It is so much a part of the Canadian landscape that our currency, the blue five-dollar bill, featured an image of the backyard rink from 2002 to 2013. It is the place where children gather and imaginations are engaged. From emulating hockey heroes to attempting figure skating feats, to blooming romances, everything is possible!

This winter however, a combination of El Nino and global warming, according to Professor McLeman, has left the rink makers very frustrated. The temperatures have been so varied in Atlantic Canada that there are no rinks reporting from Newfoundland.

McLeman says there are fewer people overall reporting this year. “After two or three of these freeze-thaw cycles people are throwing in the towel.”  Two or three nights of temperatures consistenly below minus 10 celsius are needed for the ice to solidify, and then daily tempertaures can’t exceed minus 5 celsius. This coming week they are forcasting 14 or 15 degrees in eastern Canada.

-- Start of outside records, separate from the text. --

PR #1017, opened 2020-12-08
apps/interactive_events: Restart polling interval when adding question

rmader:
Directly fire a update request and reset the timer, so the own question
is shown faster.


Rineee (approved):
Supercool, much better now! Lets also do this in meinBerlin!

PR #1018, opened 2020-12-09
interactiveevents: reaaranging responsive design of filters so no mov…

phillimorland:
…ement
That was very annoying, don't like design so much but movement has stopped


fuzzylogic2000 (approved):
Cool!

PR #1019, opened 2020-12-09
Ks 2020 12 move livequestion category select to own component

Rineee:
Tried to style it, but didnt really succeed.. @phillimorland I think there is padding missing inside the select box, but couldnt figure out how to do it, could only always add padding around the box :grimacing:


fuzzylogic2000 (approved):
Nice!

PR #1021, opened 2020-12-10
interactiveevent: additional padding to select arrow and add star to …

phillimorland:
…checkbox

### DIFF
--- a/adhocracy-plus/assets/scss/components/_select2.scss
+++ b/adhocracy-plus/assets/scss/components/_select2.scss
@@ -30,6 +30,10 @@
         }
     }
 
+    .select2-selection--single .select2-selection__rendered {
+        padding-right: 2*$spacer;
+    }
+
     &.select2-container--open {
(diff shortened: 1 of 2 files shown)


apps/interactiveevents/templatetags/react_interactiveevents.py
```diff
@@ -27,7 +27,7 @@ def react_interactiveevents(context, obj):
 
     private_policy_label = str(_('I confirm that I have read and accepted the '
                                  '{}terms of use{} and the {}data protection '
-                                 'policy{}.'))
+                                 'policy{}.*'))
```
fuzzylogic2000, line 30: Can we move it out of the tranlated string? Or is that too annoying with our special react-link-thing? Then, we should leave it for next time, when we get new trsnalations. Sorry!

fuzzylogic2000: Haha, translation is a very hard word

fuzzylogic2000 (approved):

PR #1026, opened 2020-12-10
interactiveevent: replace class with classname and undo changes and r…

### LINKED ISSUE #1023: stage: interactive event statistics issue
**URL:** https://aplus-stage.liqd.net/liqd/interactiveevents/interactive-event/
**user:** initiator/admin/moderator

“As soon as the thermometre starts creeping up above that the quality of the rink deteriorates and people just stop skating.” McLemon says we still got winter this year in the form of freezing rain, snow and slush, “but we didn’t get any good cross-country skiing or outdoor skating and so these are the things that really make living in Canada a fun thing to do in the winter-time.”  Now as another season comes to an end there’s not much to do but compile the data and hope for next winter.